Extracted material -
★ ★ ★ ★

PR #839, opened 2026-04-30
feat: pause conductor heartbeats after inactivity

yaroshevych:
## Summary

If agent-deck is left running for a long period of time - e.g. overnight, it keeps pinging conductor, burning tokens. New feature adds `--heartbeat-idle-minutes` flag, which pauses heartbeats after period of inactivity.

- add per-conductor heartbeat idle threshold configuration
- expose heartbeat idle threshold and last activity in conductor status JSON
- centralize heartbeat gating in the Go session send path for shell and bridge heartbeats
- use persistent hook lifecycle timestamps for heartbeat activity instead of raw tmux window activity

## Tests

Tested manually:
1. Created new conductor with `agent-deck conductor setup test --heartbeat-idle-minutes 3`
2. Started new Claude session, sent a message
3. Conductor received 3 heartbeats, then nothing
4. In Claude session, sent one more message
5. Conductor started receiving heartbeats

Unit tests:
1. go test ./internal/session -run 'TestGetConductorLastActivity|TestRenderConductorHeartbeatScript|TestConductorHeartbeatScript|TestConductorSessionTitle|TestIsConductorHeartbeatMessage|TestConductorStatusJSON'
2. go test ./cmd/agent-deck -run TestShouldSkipConductorHeartbeatSend

### DIFF
--- a/cmd/agent-deck/conductor_cmd.go
+++ b/cmd/agent-deck/conductor_cmd.go
@@ -111,6 +111,7 @@ func handleConductorSetup(profile string, args []string) {
 	description := fs.String("description", "", "Description for this conductor")
 	heartbeat := fs.Bool("heartbeat", false, "Enable heartbeat for this conductor (default)")
 	noHeartbeat := fs.Bool("no-heartbeat", false, "Disable heartbeat for this conductor")
+	heartbeatIdleMinutes := fs.Int("heartbeat-idle-minutes", 0, "Minutes of idle time before pausing heartbeats (default 0=disabled, negative also disabled)")
 	instructionsMD := fs.String("instructions-md", "", "Custom instructions file for this conductor (agent-specific, e.g., ~/docs/conductor-ops.md)")
 	sharedInstructionsMD := fs.String("shared-instructions-md", "", "Custom shared instructions file for all conductors of this agent")
 	claudeMD := fs.String("claude-md", "", "Custom CLAUDE.md for this conductor (e.g., ~/docs/conductor-ryan.md)")
@@ -140,6 +141,8 @@ func handleConductorSetup(profile string, args []string) {
 		fmt.Println("        Enable heartbeat for this conductor (default)")
 		fmt.Println("  -no-heartbeat")
 		fmt.Println("        Disable heartbeat for this conductor")
+		fmt.Println("  -heartbeat-idle-minutes int")
+		fmt.Println("        Minutes of idle time before pausing heartbeats (default 0=disabled, negative also disabled)")
 		fmt.Println("  -no-clear-on-compact")
 		fmt.Println("        Claude-only: allow normal compaction instead of /clear when context fills up")
 		fmt.Println()
@@ -462,7 +465,7 @@ func handleConductorSetup(profile string, args []string) {
 	if len(envFlags) > 0 {
 		envMap = map[string]string(envFlags)
 	}
-	if err := session.SetupConductorWithAgent(name, resolvedProfile, spec.Agent, heartbeatEnabled, clearOnCompact, *description, resolvedInstructionsMD, *policyMD, envMap, *envFile); err != nil {
+	if err := session.SetupConductorWithAgent(name, resolvedProfile, spec.Agent, heartbeatEnabled, clearOnCompact, *description, resolvedInstructionsMD, *policyMD, envMap, *envFile, *heartbeatIdleMinutes); err != nil {
 		fmt.Fprintf(os.Stderr, "Error setting up conductor %s: %v\n", name, err)
 		os.Exit(1)
 	}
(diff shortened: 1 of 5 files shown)


asheshgoplani (changes requested):
Hi @yaroshevych — thank you for the thorough work, the heartbeat-pause feature is genuinely useful and the implementation is mostly clean (variadic backwards-compat, proper hook-ledger usage instead of raw tmux activity, additive JSON, default-off). Tests pass, race-condition is benign, no regressions on existing conductors.

One concern from the dual-review (Claude + Codex agreed on this) that I'd like resolved before merge:

**Silent-failure mode on zero `lastActivity`.** `shouldSkipConductorHeartbeatSend` at `cmd/agent-deck/session_cmd.go:1859` treats `lastActivity.IsZero()` as "skip heartbeat." In the happy path this means "no managed sessions yet, no need to ping." But it also fires if:
- The hook ledger files are missing (filesystem cleanup, fresh installs of the runtime)
- The ledger is corrupt (write race, disk full mid-write, partial flush after crash)
- `readHookStatusFile` returns zero for any reason while sessions still exist

In those cases, heartbeats stop and stay stopped until the user manually messages the conductor — which they likely won't notice for hours or days. That's the same class of silent failure we've been fixing across the codebase this week (notifier dedup, SQLite leak, busy-retry termination), so I'd rather not ship another silent-failure mode.

The test docstring on `TestGetConductorLastActivity_NoManagedSessions` even says *"must not suppress heartbeats in this case"* but the implementation does suppress — the assertion would mask a future regression that someone "fixes" toward the docstring.

**Suggested fix:** in `shouldSkipConductorHeartbeatSend`, treat `lastActivity.IsZero()` as "send heartbeat" (the conservative default) rather than "skip." If activity is genuinely never recorded, the user keeps getting their normal cadence — which they can disable explicitly via `--no-heartbeat`. Suppression should require positive evidence of recent activity.

If you'd rather take a different approach (e.g. a separate "activity-required" flag), happy to discuss. Either way the test docstring should be aligned with the implementation.

Everything else is good to go — once that's resolved, this lands in v1.7.79.

Committed by Ashesh Goplani

yaroshevych:
Good catch. Updated the behaviour.

asheshgoplani:
Thanks @yaroshevych — pause-conductor-heartbeats-after-inactivity is a clean addition. The branch has picked up conflicts with current main (recent #971 heartbeat-retire work + the goal-framework in #1012 touched the heartbeat path). Could you rebase against current main? After that we can review + bundle.

asheshgoplani:
Quick more-specific follow-up @yaroshevych after digging into the conflict shape:

The conductor.go + conductor_test.go changes (your 120+ and 280+ line additions) should mostly apply clean — `internal/session/conductor.go` hasn't been touched in main since #912 on May 9, well before your branch.

The hard part will be in **`cmd/agent-deck/session_cmd.go`** (your 37 added lines). Four merges have rewritten that area since your branch opened:
- #1030 (`fork --with-state` / `--with-state-and-gitignored`, May 18) — adds a new flag block at almost exactly the insertion point you're using
- #1023 (per-session model selection, May 17) — added `--model` flag in the same struct
- #1001 (`fix(send): wait for slash-command registration after restart`, May 15)
- #996 (CLI verb/flag aliases, May 15)

`conductor.go` itself may also need a small touch where #1017 ("retire identical NEED lines after 3 cycles", closes #971, May 16) tightened the heartbeat loop your idle-pause hooks into.

Two options:

1. **Rebase locally**: `git fetch upstream && git rebase upstream/main`. Focus on the `session_cmd.go` flag block — slot the idle-pause flag alongside the new `--with-state*` and `--model` flags. The `conductor_test.go` (all new) should apply unchanged.
2. **I take it over**: I'll rebase on a `…-rebased` branch, keep your authorship on the commits, and open a replacement PR. Useful if you've moved on from this thread.

Either way, the design is right — just paperwork from here.

asheshgoplani:
Hey @yaroshevych — thanks for tackling this 👋

#839 was conflicting against `main` (specifically with #1017's heartbeat NEED-retire and #1012's goal-framework / self-improvement pipeline, both of which landed after this PR opened) and we hadn't heard from you in ~5h, so I've taken the liberty of re-applying your diff on top of current `main` as a takeover so the feature doesn't stall:

→ **#1049** — `feat(conductor): pause heartbeats after inactivity (takeover of @yaroshevych's #839)`

All conceptual and implementation credit stays with you — I only resolved the four mechanical conflicts (variadic param ordering against #1012's added `customHeartbeatRulesMD`, `$MSG` composition vs your `{HEARTBEAT_PREFIX}` placeholder against #1017's `HEARTBEAT_RULES.md` injection, and the parallel test additions). On top of your test set I added the positive happy-path + boundary regressions for `shouldSkipConductorHeartbeatSend` (your diff only covered the zero-activity negative case).

Full conflict-resolution breakdown is in the new PR's description; I'd love a second pair of eyes on whether the merges match your original intent, especially the choice to point `{HEARTBEAT_PREFIX}` at `ConductorBridgeHeartbeatPrefix` rather than `ConductorHeartbeatMessagePrefix` (main now emits `[HEARTBEAT]` via the bridge path, so I kept that prefix to avoid an unrelated behavior change — your `IsConductorHeartbeatMessage` matcher accepts both anyway).

Will close this PR in favor of #1049 once it lands. Thanks again for the work — appreciate it!

asheshgoplani:
Superseded by #1049 (merged + shipping in v1.9.20). Original work credited in commit message + release notes. Thanks @yaroshevych!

★ ★ ★ ★

Work to complete - Report how many lines above hold "IsZero", number only.

Response below - 2